My algorithm also considers the combined number of moves for multiple squares. As a result, the algorithm favors moves that would produce multiple potential wins (the only real tactic I know about for Tic Tac Toe). For example, it is possible sometimes to make a move that produces two potential wins that must be blocked. Since the opponent can only block one, it produces a win.
I posted my entire code and a description of it in the article A Tic-Tac-Toe Game Engine.
I did this once, a long time ago. I don't know if I still have the code lying around...
Anyway, I created a function, return type int, which was the square in which the computer should place its piece (assuming 0 is top left and 8 is bottom right square). Yours uses a 2D array, so would be a little different.
Anyway, for each row, column and diagonal, check to see if any two pieces on that row belong to the player.

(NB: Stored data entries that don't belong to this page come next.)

PR #6186, opened 2026-08-20
NetApp Volumes: mount large-capacity volumes via Cloud DNS

okrause:
Large-capacity volumes and FlexCache expose multiple NFS endpoint IPs. Add volume dns_config and private-zone support so clients, including Slurm, mount by FQDN and use every endpoint. Update EDA and Slurm examples plus docs.

Goal is to have a larger populations of clients spread their clients evenly (statistically) over all endpoint IPs to even out load on storage backend.


modules/file-system/netapp-volume/dns.tf
```diff
@@ -0,0 +1,59 @@
...
+}
+
+data "google_dns_managed_zone" "mount" {
+  count = var.dns_config != null ? 1 : 0
+
+  project = var.project_id
+  name    = var.dns_config.managed_zone_name
+
+  depends_on = [google_project_service.dns_api]
+}
```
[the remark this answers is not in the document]
okrause: Fair. Pushing the requested change.

aslam-quad:

Thank you!

examples/netapp-volumes-slurm.yaml
```diff
@@ -0,0 +1,132 @@
...
+    use: [netapp_pool]
+    settings:
+      volume_name: homefs
+      # 4800 GiB is the minimum Flex Unified large-capacity volume size.
+      capacity_gib: 4800
+      large_capacity_config:
+        constituent_count: 48
+      local_mount: /home
+      protocols: [NFSV3]
+      unix_permissions: "0777"
```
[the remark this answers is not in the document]
okrause: While this is generally true, changing it to "0755" will break deployments. When using a volume as home directory (with USE directive), VMs will create a home directory for any user on first login. The VM images seem to do this operation using the user permissions and not root. Since the root inode is owned by root:root, this home directory creations will fail if unix permissions are set to 0755 and the user will not have a proper home dir. Unless the compute images are not changed to do the home directory creation as root user, we need 0777 for VMs (e.g. SLURM) to be able to create user home dirs.

okrause:
@agrawalkhushi18 This is ready to review.

modules/file-system/netapp-volume/dns.tf
```diff
@@ -0,0 +1,51 @@
...
+data "google_dns_managed_zone" "mount" {
+  count = var.dns_config != null ? 1 : 0
+
+  project = var.project_id
+  name    = var.dns_config.managed_zone_name
+}
+
+locals {
+  dns_record_name = var.dns_config != null ? coalesce(var.dns_config.record_name, var.volume_name) : null
+  mount_fqdn = var.dns_config != null ? (
```
agrawalkhushi18: If a user explicitly passes a trailing dot (e.g., record_name = "vol."), the ternary evaluates to true, returns "vol." directly, and drops the zone append entirely. When Terraform pushes this to the Cloud DNS API, it will be rejected as an invalid record because it lacks the assigned Managed Zone suffix.
We can make this robust and fail-safe by dropping the endswith() ternary entirely and trimming preemptively:
`  mount_fqdn = var.dns_config != null ? "${trimsuffix(local.dns_record_name, ".")}.${data.google_dns_managed_zone.mount[0].dns_name}" : null`

modules/file-system/netapp-volume/variables.tf
```diff
@@ -184,6 +184,39 @@ variable "deletion_policy" {
...
+  default = null
+  validation {
+    condition     = var.dns_config == null || var.dns_config.managed_zone_name != ""
+    error_message = "dns_config.managed_zone_name must be non-empty when dns_config is set."
+  }
+  validation {
+    condition     = var.dns_config == null || var.dns_config.ttl == null || var.dns_config.ttl > 0
+    error_message = "dns_config.ttl must be greater than 0 when set."
+  }
+  validation {
```
agrawalkhushi18, line 210: The two validation blocks shielding against underscores execute checks strictly against != null. If a user passes an explicit empty string (record_name = ""), it bypasses both validation errors. coalesce then correctly falls back to var.volume_name in dns.tf. If var.volume_name contains an underscore, the invalid string hits the DNS record payload and fails at the API layer.

We can consolidate both of these blocks into a single bulletproof check that leverages your fallback logic:
```
  validation {
    condition     = var.dns_config == null || !strcontains(coalesce(var.dns_config.record_name, var.volume_name), "_")
    error_message = "The DNS record_name (or volume_name if record_name is not provided) cannot contain underscores. DNS hostnames allow only letters, digits, and hyphens. Use hyphens (-) instead."
  }
```

modules/file-system/netapp-volume/dns.tf
okrause: Great catch. I will treat record_name as relative name only.

modules/file-system/netapp-volume/variables.tf
okrause: Good catch. Thank you!

okrause:
I accidentally pushed other code on this branch. I reverted it back to good commit. My apologies.

vikramvs-gg (dismissed):
LGTM

agrawalkhushi18 (dismissed):

okrause:
@vikramvs-gg @agrawalkhushi18 Thank you for your approval. Very appreciated. Can you tell me why the pipeline it not moving forward? We have two approvals.

okrause:
Thank you for triggering the run. Turns our region and zone where missing from the new examples/netapp-volumes-slurm.yaml blueprint. I added them. Should work now.

agrawalkhushi18:
> Thank you for triggering the run. Turns our region and zone where missing from the new examples/netapp-volumes-slurm.yaml blueprint. I added them. Should work now.

Thanks @okrause . But why are we hardcoding the region and zone values in the sample blueprint?

okrause:
> > Thank you for triggering the run. Turns our region and zone where missing from the new examples/netapp-volumes-slurm.yaml blueprint. I added them. Should work now.
> 
> Thanks @okrause . But why are we hardcoding the region and zone values in the sample blueprint?

@agrawalkhushi18 One of the PR workflows (IIRC it is PR-validation) validates all the example blueprints. There seem to be two types of tests. The smaller ones are ran in `tools/validate_configs/validate_configs.sh` and need hard-coded values. There are many other blueprints in `examples/` which take that approach. Since I did not pass region and zone, this happend:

If they don't, check for the same but belonging to the computer. On the first row that this is true, check the remaining piece - if it's available, put the piece there for the win. If you have a player-dominated row, check that you don't already have a piece there and stick it in to block.
const int PlayerPiece = 1;
const int CPiece = 2;
const int Empty = 0;
int board[3][3];
if(board[0][0] == PlayerPiece && board[0][1] == PlayerPiece && board [0][2] == Empty)
{
//Put_Your_Piece_In_[0][2]
}
You could then go on to changing it so that it could check each row i.e.
int numRows = 3;
for(int i = 0; i < numRows; i++)
{
if(board[i][0] == PlayerPiece && board[i][1] == PlayerPiece && board[i][2] == Empty)
{
//Put_Piece_In_[i][2]
}
}
Then, do the same for rows.
You could always consider that Tic-Tac-Toe is essentially just a magic square, described fairly well here: http://www.sciforums.com/showthread.php?134281-An-isomorphism-Tic-Tac-Toe-on-Magic-Square
There is a perfect strategy for Tic-Tac-Toe available on wikipedia. It is really simple. Due to the small size of the grid, the number of cases you need to test (eg test if there are 2 blocks in a row), are very small.